DeSpotX: Identifiability-Based Decontamination for Spatial Transcriptomics
DeSpotX: Identifiability-Based Decontamination for Spatial Transcriptomics
Wang, R. H.; Gentles, A. J.
AbstractSpatial transcriptomics (ST) at single-cell resolution profiles gene expression in its native spatial context, but a substantial fraction of transcripts contaminate neighboring cells, compromising downstream biological analyses. Existing decontamination methods rely on heuristic priors and either ignore the spatial structure of contamination or aggregate over neighbors without separating contamination from native expression, leaving the decomposition ambiguous. To resolve this ambiguity, we introduce DeSpotX, a deep generative model that uses anchor genes, defined as genes not natively expressed in a given cell cluster, to constrain the contamination decomposition and make it identifiable.
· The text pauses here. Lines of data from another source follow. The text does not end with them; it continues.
PR #137, opened 2018-11-11
Add ref counting to DacLibrary to prevent AV when app is exiting

0xd4d:
#126

This fixes an AV that can happen when the application is shutting down. CallableCOMWrapper holds a ref to the DAC lib, but the CallableCOMWrapper dtor assumes that the DAC lib dtor is always called after its own dtor. This is not always true when the app is shutting down.

ClrRuntime now implements IDisposable and has a dtor so DacLibrary can be freed.

### DIFF
--- a/src/Microsoft.Diagnostics.Runtime/ClrInfo.cs
+++ b/src/Microsoft.Diagnostics.Runtime/ClrInfo.cs
@@ -68,21 +68,27 @@ namespace Microsoft.Diagnostics.Runtime
         public ClrRuntime CreateRuntime(object clrDataProcess)
         {
             DacLibrary lib = new DacLibrary(_dataTarget, DacLibrary.TryGetDacPtr(clrDataProcess));
-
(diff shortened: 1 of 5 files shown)


leculver:
Thank you for the PR!  I decided to go a slightly different direction to fix this:  https://github.com/Microsoft/clrmd/commit/4a16cfa3c42a1c5f8899aa772543a72dd9b63622

Instead of putting Dispose on ClrRuntime, I wanted to put that on DacLibrary instead, as I use DacLibrary directly in some of my projects.  I've also split out the code to actually release the library into its own class with its own lifetime.

I'm not done with lifetime management here.  I still want the call to DataTarget.Dispose to clean up everything instead of waiting for finalizers.  I also need to go through and fully test all the addref/release to make sure everything is clean.

For now though, this should stop the AVs.  If it doesn't please let me know and I'll reopen the issue and take another swing.

PR #151, opened 2018-11-28
extract class declarations into separate files, update project structure

isakiev:
Extracted all as discussed. Please re-adjust if you feel that something is out of place.


leculver:
There’s a few changes I’d ask though before accepting this PR, if you don’t mind:

1.	Can you rename all “Src” to lower case “src”?
2.	Can you add #pragma warning disable for 0649 and 0169 to ISOSNativeVTable (and any other locations that are generating warnings)?

A couple other questions/notes about this PR:
1.	Do you mind if I edit the history to set myself as the author (with you credited in the comments section)?  With these files potentially not being touched for years at a time I think this would make things a bit clearer that this was just a file move operation.
2.	I checked in a change today that conflicts, but it should be easy to resolve:  https://github.com/Microsoft/clrmd/commit/54aea35870f284a7bb24a53dd653852ca007f661

isakiev:
@leculver:
1.1. Done.
1.2. Done. No compile-time warnings anymore.
2.1. Totally agree. It would be great to have you as an author of all files. I don't think that such a change requires any mentions of myself. I'm just interested in the result.
2.2. Synched.

drewnoakes:
This PR removes the copyright headers from pretty much every file.

```c#
// Copyright (c) Microsoft. All rights reserved.
// Licensed under the MIT license. See LICENSE file in the project root for full license information.
```

drewnoakes:
It will also probably break every open pull request.

@isakiev you can explicitly set @leculver as the author when committing. Or you can use `git filter-branch` as described here: https://help.github.com/articles/changing-author-info/

leculver:
@drewnoakes This is change 1 of 2, I'm coordinating with Ruslan via email.  The copyright at the top of files are wrong in general with ClrMD.  They need to be changed over to look like the ones in the corefx branch.  A code-cleanup checkin will follow this one.

It's unfortunate that this breaks some outstanding code, but this is essentially a one-time cleanup that I've been putting off doing for 5+ years.  All of the recent changes to the guts of ClrMD likely broke a lot of outstanding PRs to begin with, this is basically the only window of time I foresee being able to make structural changes to the repo.

PR #152, opened 2018-11-28
Formatting, typos and update some information

drewnoakes:
Mostly just typos and formatting, however I also updated the section that claimed AppDomain data was limited to just a few properties as you can now do quite a bit more with them.

`FinalizerQueue` was changed from a property to the method `EnumerateFinalizerQueueObjectAddresses()`, so the code sample was updated.


leculver:
Awesome, thanks for the fixes.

DeSpotX further uses spatial information to estimate contamination locally through a cluster-masked, distance-weighted average over neighboring cells, and prevents over-correction of low-expression signal through a learned diffusion prior. On spike-in simulations across five datasets and four ST platforms, DeSpotX achieves AUROC >0.94 on every dataset, with gains of 0.02 to 0.12 over the best baseline, and remains robust to inaccuracies in the cell-cluster annotation and in anchor gene construction. On real tissues, we show that the decontaminated counts produce improved marker-gene specificity, more spatially coherent expression, and cell-cell communication networks consistent with known biology. We further show that iterating decontamination and cell-cluster annotation refines these outcomes, reassigning ligand-receptor signaling to the expected source cells in mouse brain and breast cancer tissues.